— Assignment —
Check each line below for the word "well", and copy those that have it.

— Record excerpts —
PR #9927, opened 2025-09-02
fix(cache): move ongoing_prefetch pop after validation to prevent leak

xiaguan:
There is a high priority bug.

It will cause all prefetch operations to leak, as prefetch operations cannot be released, which subsequently causes hicache to malfunction (due to memory not being freed), and prefetch operations cannot proceed because the prefetch limit is constantly being triggered.

@xiezhq-hermann 

## Checklist


huangtingwei9988 (approved):
LGTM

hzh0425 (approved):
I've encountered this issue too

xiezhq-hermann (approved):

PR #9931, opened 2025-09-02
[Vulnerability]feat(conn): set bootstrap server host

jimmy-evo:
set kv bootstrapserver's host with server_args.host, do not use 0.0.0.0 which is dangerous

## Motivation

Using 0.0.0.0 on a public network is risky. In my experience, I've observed that some junk data sent to this server from the public network caused JSON parsing to fail, which ultimately led to the bootstrap server crashing.

## Modifications

set arg: `host` with server_args.host

When deploying on a public network, set the host to the internal IP, while the upper-layer gateway or load balancer listens on the public IP.

## Checklist


ShangmingCai (commented):
Motivation looks good to me. @hnyls2002 will check the implementation.

jinmingyi1998:
The code in this section is not frequently modified. I will rebase it after the final review. @hnyls2002

hnyls2002 (approved):

ShangmingCai:
@jinmingyi1998 It seems like this PR will break the sgl-router CI: https://github.com/sgl-project/sglang/actions/runs/17428441201/job/49482688578?pr=9931

jimmy-evo:
@ShangmingCai  
I think it did not break the sgl-router, but there are some conflict with CI network env?
the only difference is bootstrap server listen on server's host instead of 0.0.0.0
can you help analyse what happened in CI?

key4ng:
Hi @slin1237 , I'm looking at the pd-router ci failure issue: https://github.com/sgl-project/sglang/actions/runs/17428441201/job/49482688578?pr=9931

Before this PR,  the CI is working because all the kv bootstrap servers bind to 0.0.0.0. But after this PR, the the prefill bootstrap will bound to its own loopback. a quick fix in CI will be to change all the service to host in one ip. Not sure if it's the right way to resolve the issue, would like to hear from your advice

slin1237:
router (minilb or rust router) all use original prefill server host, port, and generated rand as injected value to request payload
changing this shouldnt impact anything, because it shouldnt use 0.0.0.0
but it looks like we are missing something?
otherwise the ci shouldnt fail

key4ng:
Seems it still use get_ip, the bootstrap server won't bound to the host
https://github.com/sgl-project/sglang/blob/de9217334b28f9a1d9e3ab7c9a249abd4f71730b/python/sglang/srt/disaggregation/mooncake/conn.py#L1031

https://github.com/sgl-project/sglang/blob/de9217334b28f9a1d9e3ab7c9a249abd4f71730b/python/sglang/srt/utils.py#L1941

jimmy-evo:
@ShangmingCai @slin1237 
```
I0903 09:28:43.566442 2269537 transfer_engine.cpp:422] Metrics reporting is disabled (set MC_TE_METRIC=1 to enable)
I0903 09:28:43.566462 2269537 transfer_engine.cpp:44] Transfer Engine starting. Server: 10.0.0.35, Metadata: P2PHANDSHAKE, ip_or_host_name: , rpc_port: 0
I0903 09:28:43.566466 2269537 transfer_engine.cpp:63] Transfer Engine parseHostNameWithPort. server_name: 10.0.0.35 port: 12001
I0903 09:28:43.566493 2269537 transfer_engine.cpp:114] Transfer Engine RPC using P2P handshake, listening on 10.0.0.35:15623
I0903 09:28:43.566565 2269537 transfer_engine.cpp:138] Auto-discovering topology...
I0903 09:28:43.567268 2269537 transfer_engine.cpp:153] Topology discovery complete. Found 1 HCAs.
```
In CI, transfer engine should also listen 127.0.0.1~8. So, is this the problem here?
`self.local_ip = get_local_ip_auto()`

https://github.com/sgl-project/sglang/blob/b648d8621663bbc2356964f8a5660da6ea58876e/python/sglang/srt/disaggregation/mooncake/conn.py#L162-L173

jimmy-evo:
> ```
> I0903 09:28:43.566442 2269537 transfer_engine.cpp:422] Metrics reporting is disabled (set MC_TE_METRIC=1 to enable)
> I0903 09:28:43.566462 2269537 transfer_engine.cpp:44] Transfer Engine starting. Server: 10.0.0.35, Metadata: P2PHANDSHAKE, ip_or_host_name: , rpc_port: 0
> I0903 09:28:43.566466 2269537 transfer_engine.cpp:63] Transfer Engine parseHostNameWithPort. server_name: 10.0.0.35 port: 12001
> I0903 09:28:43.566493 2269537 transfer_engine.cpp:114] Transfer Engine RPC using P2P handshake, listening on 10.0.0.35:15623
> I0903 09:28:43.566565 2269537 transfer_engine.cpp:138] Auto-discovering topology...
> I0903 09:28:43.567268 2269537 transfer_engine.cpp:153] Topology discovery complete. Found 1 HCAs.
> ```
> 
> In CI, transfer engine should also listen 127.0.0.1~8. So, is this the problem here? `self.local_ip = get_local_ip_auto()`
> 
> https://github.com/sgl-project/sglang/blob/b648d8621663bbc2356964f8a5660da6ea58876e/python/sglang/srt/disaggregation/mooncake/conn.py#L162-L173

emmmm.... CI error is not caused by here

ShangmingCai:
Maybe check whether `bootstrap_addr` is correctly passed in `kv_receiver` in decode.py?

jimmy-evo:
I think the real problem is SGLANG_HOST_IP not set in CI. it should be set when listen 127.0.0.1~8 which is different to get_ip()

This is an error caused by incorrect usage.



https://github.com/sgl-project/sglang/blob/27e8ffed37ef4497b55c4d1745edd301744b72ee/python/sglang/srt/utils.py#L1943C26-L1943C40

@key4ng  Can you help review, just set env `SGLANG_HOST_IP`

ShangmingCai:
The 8 gpu tests have failed. I think this PR somehow makes SGLANG_HOST_IP a must-config-env-var, which gonna cause a lot of complain if we merge this. I will discuss this with @ByronHsu when he is available.

jimmy-evo:
@ShangmingCai SGLANG_HOST_IP is not a must-config-env-var any more. i just fix it.
the root cause is kv manager dont know bootstrap server host. Now kv_mgr can get bootstrap server host because it is `server_args.host`. So it doesn't need `dist_init_dir` or `get_ip` any more！

python/sglang/srt/disaggregation/common/conn.py
```diff
@@ -71,17 +72,8 @@ def __init__(
...
-                    host = self.dist_init_addr
-                else:
-                    host, _ = self.dist_init_addr.rsplit(":", 1)
-            else:
-                host = socket.gethostbyname(self.dist_init_addr.rsplit(":", 1)[0])
-        else:
-            host = get_ip()
-            host = maybe_wrap_ipv6_address(host)
+        host = self.bootstrap_host
+        host = maybe_wrap_ipv6_address(host)
```
ShangmingCai: Since you removed the branch when `dist_init_addr` is not None, can you run tests to verify that if we run one prefill instance with multiple nodes, will `self.bootstrap_host = server_args.host` also works for this case?

jimmy-evo:
@ShangmingCai you're right, when using multi node, `server_args.host` can't set to `dist_init_addr`

ShangmingCai (approved):
LGTM now.

python/sglang/srt/disaggregation/common/conn.py
```diff
@@ -80,7 +82,8 @@ def _register_to_bootstrap(self):
             else:
                 host = socket.gethostbyname(self.dist_init_addr.rsplit(":", 1)[0])
         else:
-            host = get_ip()
+            # single node: bootstrap server's host is same as http server's host
+            host = self.bootstrap_host
```
ShangmingCai, line 86: cc: @ishandhanani , maybe check whether this change is sufficient for NIXL backend as well.

jimmy-evo:
Summary of changes related to bootstrap server host:
1. `sgl router`‘s bootstrap server host == `server_args.host`
2. bootstrap server listen host == `server_args.host`
3. register_to_bootstrap server host == `server_args.host` / `dist_init_addr`

PR #9846, opened 2025-08-31
feat(hicache): Add generic hicache ci e2e test and benchmark test

hzh0425:
## Checklist

- [ ] Format your code according to the [Format code with pre-commit](https://docs.sglang.ai/developer_guide/contribution_guide.html#format-code-with-pre-commit).
- [ ] Add unit tests according to the [Run and add unit tests](https://docs.sglang.ai/developer_guide/contribution_guide.html#run-and-add-unit-tests).
- [ ] Update documentation according to [Write documentations](https://docs.sglang.ai/developer_guide/contribution_guide.html#write-documentations).
- [ ] Provide accuracy and speed benchmark results according to [Test the accuracy](https://docs.sglang.ai/developer_guide/contribution_guide.html#test-the-accuracy) and [Benchmark the speed](https://docs.sglang.ai/developer_guide/contribution_guide.html#benchmark-the-speed).

PR #9938, opened 2025-09-02
fix 3fs zerocopy

pansicheng:
## Motivation

In the page_first zero-copy scenario, the attention key and value caches are stored separately in 3FS on a per-page basis. This layout necessitates special handling for prefix hashing.

## Checklist


xiezhq-hermann:
do you think it would make more sense to separate K and V on host memory pool as well?

pansicheng:
> do you think it would make more sense to separate K and V on host memory pool as well?

@xiezhq-hermann The current modification is mainly driven by the fact that, under the MHA (Multi-Head Attention) architecture, the dimensions of the kv_buffer are defined as (2, self.size, self.layer_num, self.head_num, self.head_dim). In this layout, the K and V of a single page are not stored contiguously in memory. Would it be better to change the layout so that K and V of the same page are stored contiguously? For example, changing the dimensions to (self.size, 2, self.layer_num, self.head_num, self.head_dim).

python/sglang/srt/mem_cache/storage/hf3fs/storage_hf3fs.py
```diff
@@ -415,22 +415,12 @@ def exists(self, key: str) -> bool:
         return result[0] if result else False
 
     def batch_exists(self, keys: List[str]) -> int:
-        if self.is_page_first_layout and not self.is_mla_model:
-            query_keys = []
-            # Compatible with page_first layout's key format, Refer to memory_pool_host.py#get_buffer_with_hash
-            for key in keys:
-                query_keys.append(f"{key}-k")
-                query_keys.append(f"{key}-v")
```
pansicheng, line 423: @hzh0425 Considering that the keys for kcache and vcache are constructed by the get_buffer_with_hash function when zero-copy is involved, what do you think about moving the key construction logic from batch_exists to the outside and converging it into get_buffer_with_hash to improve maintainability?

hzh0425: Sure

hzh0425 (approved):
LGTM，I‘ve tested. 

Pls Merge after this pr: https://github.com/sgl-project/sglang/pull/9846

python/sglang/srt/managers/cache_controller.py
```diff
@@ -746,7 +750,15 @@ def _storage_hit_query(self, operation) -> tuple[list[str], int]:
                     batch_tokens[i : i + self.page_size], last_hash
                 )
                 batch_hashes.append(last_hash)
-            hit_page_num = self.storage_backend.batch_exists(batch_hashes)
+            if self.is_3fs_zerocopy:
```
xiezhq-hermann: can we try to get rid of this kind of condition?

— Response area —
ShangmingCai, line 86: cc: @ishandhanani , maybe check whether this change is sufficient for NIXL backend as well.
do you think it would make more sense to separate K and V on host memory pool as well?
> do you think it would make more sense to separate K and V on host memory pool as well?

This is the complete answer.